Discussion in 'Anything goes' started by Freelance Hack, Dec 21, 2008.

  1. Freelance Hack

    Freelance Hack Active Member

    Are there any holiday songs that just make you feel downright depressed, to the point that you'd endure self immolation just to make sure you'd never hear that song again?

    For me, there are two songs "Christmas Shoes" and "Dear Mr. Jesus."

    Every time I hear either of these songs I do a quick inventory of sharp or pointed objects in my vicinity so I can either slit my wrists or plunge them into my ears.

    What songs make you feel blue this holiday season?
  2. newgrad2008

    newgrad2008 New Member

    I love Christmas Shoes, but it definitely makes me cry every time I hear it.
  3. slappy4428

    slappy4428 Active Member

    Christmas Shoes makes my look for an ice pick for my temples, but would remain a favorite of all the old, Christmas sweater wearing grannies mall shopping
  4. Frank_Ridgeway

    Frank_Ridgeway Well-Known Member

    The little drummer boy singing about baby Jesus' rump.
  5. Mystery_Meat

    Mystery_Meat Guest

    Last Christmas. He gave her his heart! And the very next day, she gave it away! This year, to save him from tears, he's going gay.
  6. Freelance Hack

    Freelance Hack Active Member

    It's bad enough when the guy who sounds like a raspier version of the "Butterfly Kisses" guy sings the song, but when they bring on the kid at the end. That's what really drives me to the edge.
  7. Freelance Hack

    Freelance Hack Active Member

    You know, as I sing the song in my head, I can't recall if they made the song gender specific. So he could have given his heart to guy. And then that's what might have led George to go trolling in park restrooms the next year. He was looking for someone special!
  8. lono

    lono Active Member


    End. Of. Thread.
  9. Bubbler

    Bubbler Active Member

    Simply Having A Wonderful Christmas Time by Paul McCartney depresses me because it's the exception to the rule that artists on weed produce better shit than artists who aren't. With the dissonate Moog effects, etc., did they write that song for cheeba-blazed robots?
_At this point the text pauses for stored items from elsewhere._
Issue #2570, opened 2026-08-21
[agent instructions][claude][task] on-box re-run: B3, B4 after #2536 lands


dudarenok-maker:
@C:/Users/dudar/AppData/Local/Temp/open-engine-scratch/claude-2554-20260821-014123/rerun-2536.md

dudarenok-maker:
AGENT CLAIMED
Agent: claude
Timestamp: 2026-08-21T07:19:49Z

Note: this issue's own brief said do not start until PR #2562 is confirmed open
and unmerged. Checked at claim time: PR #2562 is now MERGED into main
(fix/server-2536-surname-comparator), and #2536/#2543 are both closed. The
board Status was already Agent Todo when this run's claim was issued, so the
manual promotion described in the brief has already happened; proceeding with
the acceptance re-run against latest main instead of the (now-merged) PR
branch.

dudarenok-maker:
AGENT DONE
Agent: claude

Resumed a parked claim (earlier run of this issue had already triggered the real ~20-25 min re-analysis of *Заказ Коалфолла* and it had completed at 2026-08-21T07:47:44Z, but the run ended before writing up evidence). This pass verified the completed run's output, wrote up the evidence, and shipped the register update.

**B3 — PASSED, discharged.** `mairin`/`coalfall-dragon` unchanged. No near-duplicate roster row formed, and the pre-existing duplicate pair left by the pre-fix 2026-08-20 run (`brann-weir`/`brann-wire`, `berrin-weir`/`berrin-wire`) was itself retroactively collapsed to one id apiece — live evidence #2536's fix works.

**B4 — STILL OWED.** Cyrillic-names and no-second-id criteria passed, but "every id is ASCII kebab-case" failed for a new, unrelated reason: the established id `oduvan` was retired in favour of a freshly-minted Cyrillic id `одуван` (backwards from the direction 3 other retirements took in the same run). Not a recurrence of #2536. Filed as #2584 for a fix agent.

Evidence: `docs/testing/onbox-wave4-results/step-7-b3-b4-rerun.md`
Register updated: `docs/testing/onbox-acceptance-register.md` (B3/B4 dated notes)
PR: #2585 (docs/docs-2570-b3-b4-rerun -> main), `npm run check:onbox-register` green.
New defect filed: #2584.

Issue #2313, opened 2026-08-13
srv — stage-1 returns cast names in whatever script the model picks; a Russian book got a 59% Latin-transliterated roster


dudarenok-maker:
## What happened

Stage-1 cast detection returns character `name`/`aliases` in whatever script the model feels like. On *Ночной дозор* (Russian) it returned them **transliterated into Latin** — `anton-gorodovsky "Anton Gorodovsky"`, `chief "Chief"`, `vampire-girl "Girl"` — where an earlier run of the same book, same model weights, same prompt, had returned `"Антон Городецкий"`, `"Борис Игнатьевич"`, `"Девушка-вампирша"`.

Measured across ch1-4 of the same book, two runs:

| cast lists handed to stage-2 | 2026-08-06 | 2026-08-13 |
|---|---|---|
| ids | 75 | 71 |
| **display names in Latin** | **0 / 75** | **42 / 71 (59%)** |
| ids sitting in a duplicate group | 4 (5%) | 10 (14%) |

Chapter 2's roster came back **15/15 Latin**.

Reproduced under control: replaying the *recorded* stage-1 prompt (`handoff/inbox/mns_oyK7Po6BiT-stage1-ch2.md`, byte-for-byte) 5 times returns 100% Latin names 5/5, against the recorded response's 0/3 Latin — same ids, same count, only the script differs.

## Why it happens

**Corrected 2026-08-13 — the first version of this section was wrong.** It claimed no language or script guidance reached the model at all. It does.

`languagePreamble` (`server/src/analyzer/gemini.ts:220`) is appended to the stage-1 **system instruction** whenever the book is non-English, via `castCall: StageCall = { language: bookLanguage }` → `buildSystemInstruction`. For `ru` it says:

> *IMPORTANT: the manuscript text is in Russian (Cyrillic script). Quote evidence VERBATIM from the manuscript (do not translate or transliterate it).*

…and its `castFields` clause requires `role`, `description` and each `attributes` tag to be written in the book's language.

It never mentions **`name`** or **`aliases`**. That is the whole gap, and it is narrower and more precise than "no guidance": every human-readable field except the one that identifies the character was bound to the manuscript's language.

`buildStage1ChapterInbox` (`server/src/routes/analysis.ts:1677`) adds no rule of its own; the skill file (`skills/audiobook-character-detection-per-chapter.md`) says only "`id`: kebab-case, stable, unique within the book".

[...]

PR #2640, opened 2026-08-24
fix(server): strip the fresh-side dedup collision that retired an established id (#2584)

### LINKED ISSUE #2584: retireCharacterId picks the freshly-minted id as survivor instead of the established one (oduvan -> Cyrillic одуван)
## Summary

`retireCharacterId` (`server/src/store/cast-id-history.ts`) is called as
`retireCharacterId(bookDir, from, to)` where `from` is retired and `to`
survives. During a real re-analysis (Castwright#2570, B3/B4 acceptance
re-run of *Заказ Коалфолла* after #2536's fix landed, 2026-08-21), the
merge correctly recognised a re-detected character as the same one already
in the cast under an established id, and called `retireCharacterId`, but
picked the **freshly-generated id as the survivor** instead of the
established one:

```
"oduvan": "одуван"
```

i.e. `from=oduvan` (the established, ASCII, previously-shipped id),
`to=одуван` (the fresh Cyrillic id this run's analyzer minted for
"Одуван"). The established ASCII id was discarded; the Cyrillic one is now
the character's live id in `cast.json`.

This is not the same bug as #2536 (exact-name-match fallback missing a
surname-token-drifted name) — "Одуван" has no surname drift at all, it's a
plain single-token Cyrillic name — and it is not a `safeId`/`unicodeKebab`
bug either: `unicodeKebab` deliberately preserves non-Latin letters by
design (plan 219, "Option C"), so a *brand-new* character legitimately
getting a Cyrillic id is correct. The defect is in whichever caller of
`retireCharacterId` in `server/src/store/merge-analysis-cast.ts` chose the
`from`/`to` direction for this character — in the SAME run, three other
retirements (`мэйрин→mairin`, `коалфолл→coalfall-dragon`,
`lessom→father-lessom`) correctly kept the established id as the survivor,
so the direction choice is inconsistent, not uniformly wrong.

## Why it matters

`docs/testing/onbox-acceptance-register.md` row B4 (stage-1 script-binding,
#2313) has an explicit acceptance criterion: "every id is still ASCII
kebab-case ... a roster that came back with a Cyrillic id ... is a failure
of this row even if every name is correct, because ids are the join key."
An id changing underneath an already-cast, already-possibly-voiced character
on a routine re-analysis risks orphaning anything keyed to the old id
(voice assignment, cached audio, `overrideTtsVoices`) even though nothing
about the manuscript or the character actually changed.

## Repro

1. Have a book whose cast already holds a character under an established
   ASCII id derived from a Cyrillic name (here: `oduvan` / "Одуван").
2. Re-analyse the book (any full re-analysis; not fixture-specific).
3. If the analyzer's fresh detection for that character merges via the
   name-fallback path, check `cast-id-history.json`'s `supersededBy` map for
   that character's key: direction should be `<fresh-raw-id>: <established-id>`
   (matches 3 of 4 observed cases) but was observed as
   `<established-id>: <fresh-raw-id>` for this one character.

## Scope for a fix

`server/src/store/merge-analysis-cast.ts` — the retirement direction logic
around the name-fallback match (near `:205-206,282-284`, the same
neighbourhood #2536 touched). Not filed against a specific line/condition
here — this issue is a cold hand-off, not a diagnosed fix, per the on-box
acceptance campaign's convention (see #2536 for the precedent).

## Evidence

`docs/testing/onbox-wave4-results/step-7-b3-b4-rerun.md` (Castwright#2570),
`docs/testing/cast-id-drift-onbox-acceptance.md` §7.

dudarenok-maker:
Closes #2584

## Summary

- Root cause (found on the third attempt, via PR review): a re-analysis run can mint several near-duplicate fresh candidate rows for one character in a single pass (analyzer non-determinism). `dedupeRosterByName`'s own same-run duplicate collapse arbitrarily picks one of them as its internal survivor — with no knowledge of which id the established cast already treats as stable. When the collapsed rewrite-table entry's KEY coincidentally matches an established ASCII prior cast id, and the chosen survivor (the entry's VALUE) is non-ASCII, the composed `dedupeRosterByName`→`foldMinorCast` rewrite table feeds that entry into both `remapFreshToPriorIds` (which reads it as "already converged" and skips) and `applyRewriteToPriorCast` (which applies it as a retirement) — both in the wrong direction. This reproduces the real *Заказ Коалфолла* corruption byte-for-byte (`"oduvan": "одуван"` in `cast-id-history.json`).
- `stripEstablishedAsciiRewrites` (`server/src/analyzer/roster-dedup.ts`) filters that narrow collision — established ASCII id as key, non-ASCII target as value — out of the composed rewrite table before either downstream site consumes it, at all four call sites (full-analysis + subset/per-chapter paths, in `server/src/routes/analysis.ts`). `remapFreshToPriorIds`'s pre-existing exact-name matcher is untouched and now correctly claims the case; `mergeCore` in `merge-analysis-cast.ts` is untouched.

## History of this PR

Two earlier attempts targeted the wrong function, both caught and reverted by mandatory PR review before merge:
1. A bolt-on survivor rule in `mergeCore` (commit `90032fd6`) — broke sentence-attribution cascade and let reserved fold-bucket ids become survivors. Reverted in `2bd7b6ef`.
2. A bet that `remapFreshToPriorIds`'s existing matcher alone already resolved the case (`2bd7b6ef`) — disproven by reproducing the exact real-box failure end-to-end; that matcher was never reached because of the rewrite-table collision above.

## Test plan

- New real-shape regression in `server/src/analyzer/roster-dedup.test.ts` reproduces the reviewer's exact composed-rewrite-table chain from the real box's `cast-merges.json` (`{"oduvan":"одуван","owdovan":"одуван"}`), and drives it through both `remapFreshToPriorIds` and `applyRewriteToPriorCast` with and without the fix — verified to fail without `stripEstablishedAsciiRewrites` and pass with it (the fix was temporarily short-circuited to a no-op and the test confirmed to fail for the right reason, then restored).
- Direct unit tests for `stripEstablishedAsciiRewrites` covering: the offending collision (stripped), a genuine non-ASCII→ASCII improvement (kept), an unrelated fresh-to-fresh dedup entry (kept), and both-ASCII / both-non-ASCII entries (kept).
- `npm run test -- roster-dedup remap-fresh-to-prior merge-analysis-cast analysis.test`: 339/339 passed.
- Full `npm run test:server`: 536 files, 7988 tests passed, 9 skipped.
- `npx tsc --noEmit`: clean.

## On-box acceptance

Hardware acceptance is still owed — a full re-analysis of the real *Заказ Коалфолла* book through the live analyzer/GPU pipeline, confirming the character's id comes back as ASCII `oduvan` rather than Cyrillic — recorded in `docs/testing/cast-id-drift-onbox-acceptance.md` §10.


dudarenok-maker:
## PR review — pass 1 (head 90032fd6, depth medium)

Scope: the whole branch diff (`server/src/store/merge-analysis-cast.ts` +28/−1, `server/src/store/merge-analysis-cast.test.ts` +84/−46), read against its two consumers (`server/src/routes/analysis.ts` main + subset persist blocks), the sibling id-rewrite sites (`store/remap-fresh-to-prior.ts`, `analyzer/fold-minor-cast.ts`, `store/cast-id-history.ts`), the read path that serves the result (`routes/book-state.ts`, `src/views/manuscript.tsx`), and the on-box evidence the ticket rests on (`docs/testing/onbox-wave4-results/step-7-b3-b4-rerun.md`, `docs/testing/cast-id-drift-onbox-acceptance.md` §7).

Verified before probing: CI rollup green on 90032fd6; the new `#2584` test is genuinely red before the fix and for the claimed reason (pre-fix `mergeCore` pushes `{from:'oduvan', to:'одуван'}` and keeps `merged.id = f.id`, so both of its assertions fail); the eight flipped pre-existing assertions were flipped, not relaxed — each still pins an exact id list and an exact retirement pair. I did not check out the branch or modify any tracked file.

The helper itself is correct for what it claims: `/^[a-z0-9]+(-[a-z0-9]+)*$/` accepts `oduvan` / `brann-weir` and rejects `одуван`, leading/trailing/double hyphens, uppercase and underscores. The defects below are not in the regex — they are in what the new direction does to the rest of the pipeline.

---

### 🔴 Blocking — the merge now changes the surviving cast id without remapping the sentences that same run just wrote, so a completed analysis leaves `cast.json` and `manuscript-edits.json` disagreeing

`merge-analysis-cast.ts:468` (`if (establishedIdSurvives) merged.id = old.id;`) is the **first** mechanism in this pipeline that changes a live character id without moving its sentences with it. Every other id rewrite in the run moves both halves:

- `foldMinorCast` rewrites `rewrittenSentences` alongside the roster (`analyzer/fold-minor-cast.ts:279-281`);
- `dd.rewrites` is applied to sentences at `routes/analysis.ts:1020`;
- `remapFreshToPriorIds` returns `{characters, sentences}` and the caller assigns both (`store/remap-fresh-to-prior.ts:189-198`, consumed at `routes/analysis.ts:5613-5614`).

The merge does not, and the caller does not do it either — `mergedFinal` is used only for the `cast.json` write and for `liveIds` (`routes/analysis.ts:5795, 5824, 5848, 5866`; the subset job is identical at `:7422, 7429, 7450, 7461`). Nothing between the merge and the end of the run touches `reconciled.sentences`.

**Concrete repro** (the ticket's own fixture): prior cast `[{id:'oduvan', name:'Одуван', voiceState:'tuned'}]`; the analyzer mints `{id:'одуван', name:'Одуван'}`.

1. `phase1ValidIds` is built from the pre-merge roster (`analysis.ts:5621`), so `reconcileSentenceCharacterIds` passes — every "Одуван" sentence keeps `characterId: 'одуван'`.
2. `manuscript-edits.json` is written with those sentences (`analysis.ts:5736-5738`).
3. `response.characters = characters` — the **pre-merge** roster — and `response.sentences = reconciled.sentences` (`analysis.ts:5682-5684`; subset `:7344-7346`). `mergeCore` copies matched rows (`merged = {...f}`), so `characters` still holds `одуван`.
4. `cast.json` is written from `mergedFinal.characters`, which now holds `oduvan` (`analysis.ts:5823-5826`).

Result: `GET /api/books/:bookId/state` reads `cast.json` and `manuscript-edits.json` independently and serves both verbatim, with no id resolution between them (`routes/book-state.ts:253-254`; the only `supersededBy` use in that route is the orphan **report** at `:488-518`). The frontend joins raw — `const findChar = useCallback((id) => characters.find((c) => c.id === id), [characters])`, `src/views/manuscript.tsx:471`, used at `:1879`. So every line of that character renders with no cast row; `chapterCharacters` and `lineCountById`, both derived from the sentence list (`book-state.ts:285-293`), key on `одуван`, an id that is not in the roster. The SSE `result` the confirm screen renders also disagrees with the `cast.json` the same run just wrote.

The recorded retirement `{from:'одуван', to:'oduvan'}` rescues the paths that go through `buildCastResolver` (render, QA, splice, revisions) — it does **not** rescue these two, and this is precisely the "orphaned attribution that does not exactly match a live cast id" class `docs/testing/attribution-collapse-visibility-onbox-acceptance.md` documents (50 of one book's 62 orphan spans). Before this PR the invariant "every sentence's `characterId` is a live cast id after a completed analysis" held by construction; after it, a re-analysis that hits the name-fallback breaks it deterministically.

Either the merge must return the id map so the caller can remap `reconciled.sentences` (and rebuild `response.characters` from `mergedFinal`), or the direction flip has to happen at `remapFreshToPriorIds`, which already moves both halves.

### 🔴 Blocking — `isAsciiKebabId('unknown-male')` is `true`, so the fold buckets can now capture a real character permanently

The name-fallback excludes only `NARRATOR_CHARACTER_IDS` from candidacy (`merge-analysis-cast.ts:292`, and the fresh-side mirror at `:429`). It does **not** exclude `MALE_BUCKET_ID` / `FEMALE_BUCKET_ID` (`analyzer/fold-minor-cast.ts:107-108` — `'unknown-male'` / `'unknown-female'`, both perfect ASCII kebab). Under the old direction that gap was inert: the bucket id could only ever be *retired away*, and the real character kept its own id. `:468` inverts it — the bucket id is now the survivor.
PR #468, opened 2012-05-13
Adding ARIA attributes and re-organize modals for main page readablity

nschonni:
Adding ARIA attributes to indicate application sections and tabs for screen reader devices.
Includes turning of static content caching for CSS and JS files.


davidfowl:
Does this have any effect on the layout?

nschonni:
No, it changes the underlying structure of the HTML with semantic elements but visually the rendering looks the same.

Issue #386, opened 2012-02-20
Disable notification on rooms


thecodejunkie:
It would be handy to disable notification on any room you'd like. Some rooms aren't that important to me and I'd like to avoid getting a seizure of I don't check the updates of the room ;)

ctolkien:
Further on this, I think it would be good to stop the blinking after X number of blinks

davidfowl:
@ctolkien's suggestion is a good balance.

thecodejunkie:
I disagree this doesn't really touch at the reported issue. If you have several tabs open and some you don't really care about notifications then you are still going to get epilepsy =) A busy room will still blink for as long as you keep the tab open

davidfowl:
Yep but blinking less eases the pain. I went for a compromise that is
think is reasonable.

Sent from my Windows Phone

drub0y:
@davidfowl Totally agree with this as compromise, but do you think you could have it end the blinking on the highlighted color? That way when we're not staring at the screen and come back we can distinguis what rooms actually had activity since last we looked?

davidfowl:
Sounds good.

Sent from my Windows Phone

PR #472, opened 2012-05-14

drub0y:
This PR is mainly about discussion around #386 and basically adds a lasting highlight to tabs that haven't yet been read. However there were also several files with incorrect line endings that I had to fix to get my repo normalized. JabbR README clearly states contributors must be using core.autocrlf=true and that's what I'm using, so someone else must not be.

I chose a purplish color for the highlight so it stands out from the dark blue background, but also doesn't slap you in the face like a brighter color might. Feel free to change that to something else that suits your design.


davidfowl:
:smile: Redo?

Issue #76, opened 2011-11-16
Feature @Username


coden4fun:
When @username is displayed mouse over and show small info's of people of their gravatar facebook or twitter 

This would be helpful so people wouldn't have to ask hey can i get your x account.

Simply just roll mouse over and wait one second and there are the links.

davidfowl:
Where would that information come from?

coden4fun:
well you'd have to build ways for me to use my facebook/twitter account but we can use gravatar right?  So I would assume it would come from the service you're proving us to login?  (i.e. add facebook and twitter and a way for me to access my facebook by knowing i'm always coden4fun in the room)

thedalewilliams:
Can you just use gravatar?

http://en.gravatar.com/ea0cd17bcc28810e1581fa9881298c60.json

ghost:
that would be a better option, but I think you're assuming everyone would have Gravatar by default before logging in to the chat.  What if the user doesn't have a Gravatar?

The json is nice as I can get your twitter, facebook, linkedin, etc.. but for those who don't use Gravatar?  Are you going to force them to have a Gravatar before they use the product?

davidfowl:
Yes, everyone should have a gravatar. Plus it saves us a bunch of work :)

Buildstarted:
Thanks for that link enslam. I have a partial mockup going for this. :)

http://i.imgur.com/Ds7XZ.png

davidfowl:
@Buildstarted What happened to this :smile:?

Buildstarted:
I lost my weekends, @davidfowl. I will resume work on this asap :)

PR #475, opened 2012-05-15
Added gravatar information to "/who" command. Start for issue #76

nschonni:
Also inlined Janrain script reference to match Google method so server-side script variable is called less time.


nschonni:
Closing because of unrelated change. Will submit a new PR in fixed branch.

PR #482, opened 2012-05-15

drub0y:
Addresses discussion in #386 where existing implementation will eventually go back to looking like a normal tab that never had any activity. This change will glow the tab to a highlight color on the final glow.


drub0y:
Just noticed I said "Leave the table highlighted" in the comment (instead of "tab"), fixing that real quick.

PR #485, opened 2012-05-16
Message handler now works using Web API

izevaka:
The bitch has been Web APIed.


JabbR/Infrastructure/JsonNetMediaFormatter.cs
```diff
@@ -0,0 +1,85 @@
...
+using System.Net.Http.Headers;
+using System.Text;
+using System.IO;
+using Newtonsoft.Json.Serialization;
+using Newtonsoft.Json.Converters;
+using System.Net;
+
+namespace JabbR.Infrastructure
+{
+    public class JsonNetMediaFormatter : MediaTypeFormatter
```
davidfowl, line 17: You shouldn't need this type at all. JSON.NET is built in no?

davidfowl:
OK so here's wht I did, I took your code and updated to the latest nightly build and it works great. It's in master so you can discard this branch.

PR #490, opened 2012-05-18
Moved common API response code into extension methods.

izevaka:
- Added QueryString extension method that tokenizes URL querystring
  parameters.
- Added TryGetAndConvert method that gets a querystring parameter and tries
  to convert it to a specified type
- Created a whole bunch of extension methods to return success and error
  responses.


JabbR/api/MessagesController.cs
```diff
@@ -20,7 +21,7 @@ public MessagesController(IJabbrRepository repository)
             _repository = repository;
         }
 
-        public HttpResponseMessage GetAllMessages(string room, string range, bool download = false)
+        public HttpResponseMessage GetAllMessages(string room, string range)
         {
```
davidfowl, line 25: Where's the download parameter?

JabbR/Infrastructure/UriExtensions.cs
```diff
@@ -0,0 +1,96 @@
+﻿using System;
+using System.Collections.Generic;
+using System.Linq;
+using System.Web;
+using System.Web.Http.Routing;
+using System.ComponentModel;
+
+namespace JabbR.Infrastructure
+{
+    public static class UriExtensions
```
davidfowl: Why do you need this class?

izevaka: Because outside of action, parameter/model binding is not available. I would imagine that we'd need this when we need to parse api key (probably in an authorization filter. Also when adding jsonp support. Not sure where jsonp bit would sit, probably needs a customized mediaformatter with a bit of code in delegatingmessagehandler to set content-type.

JabbR/api/MessagesController.cs
izevaka, line 25: That's now in the common bit here - https://github.com/davidfowl/JabbR/pull/490/files#diff-3.

The thinking is that download parameter can be applied to any api call, so I wanted to move it out of any specific controllers, to keep them cleaner.

JabbR/Infrastructure/UriExtensions.cs
davidfowl: Can we add it when we need it? I don't like things being there for the sake of it just in case we're going to need it. Bring it back when it's being used.

JabbR/api/MessagesController.cs
davidfowl, line 25: Ok this looks ok.

JabbR/Infrastructure/UriExtensions.cs
izevaka: It's already used now by AddDownloadHeader. I think I know what to do to make it a bit cleaner. How about creating a querystring collection class, that way, all the semantics of getting a value and converting it that are very specific to url parameter binding are not available on a generic IDictionary extension.

JabbR.Tests/QueryStringCollectionTests.cs
```diff
@@ -0,0 +1,154 @@
...
+                });
+            }
+
+        }
+        public class TryGetAndConvert
+        {
+            QueryStringCollection _QueryStringCollection;
+            public TryGetAndConvert()
+            {
+                _QueryStringCollection = new QueryStringCollection(new Uri("http://example.com?intvalue=1&stringvalue=str&boolvalue=true&empty"));
```
davidfowl: I'm not a fan of class level arguments in unit tests, can you move this to each test? It makes it clearer as you don't have to look outside the test to get context.

davidfowl:
Rebased.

    All I Want For Christmas Is My Two Front Teeth doesn't depress me so much as make me want to go on a tri-state killing spree.
  10. BYH

    BYH Active Member

    Thank God I haven't heard that song since I was like 13. I was listening to a top 40 countdown (Scott Shannon, I think) and he plays that song. I'm in the bedroom listening on my clock radio and my sister is in the living room playing Nintendo and listening to the same thing. The singer starts wailing about Jesus and sick sad poor kids and I start fuckin bawling. I walk into the living room to clear my head and there's my sister, sitting on the floor, staring at the radio and crying too.

    The only song that made me bawl on impact. Haven't heard it since, thank goodness. I'd probably drive off the road to end the misery if I did hear it.
  11. mike311gd

    mike311gd Active Member

    Relient K - I Hate Christmas Parties
  12. KYSportsWriter

    KYSportsWriter Well-Known Member

    Grandma Got Run Over by a Reindeer ...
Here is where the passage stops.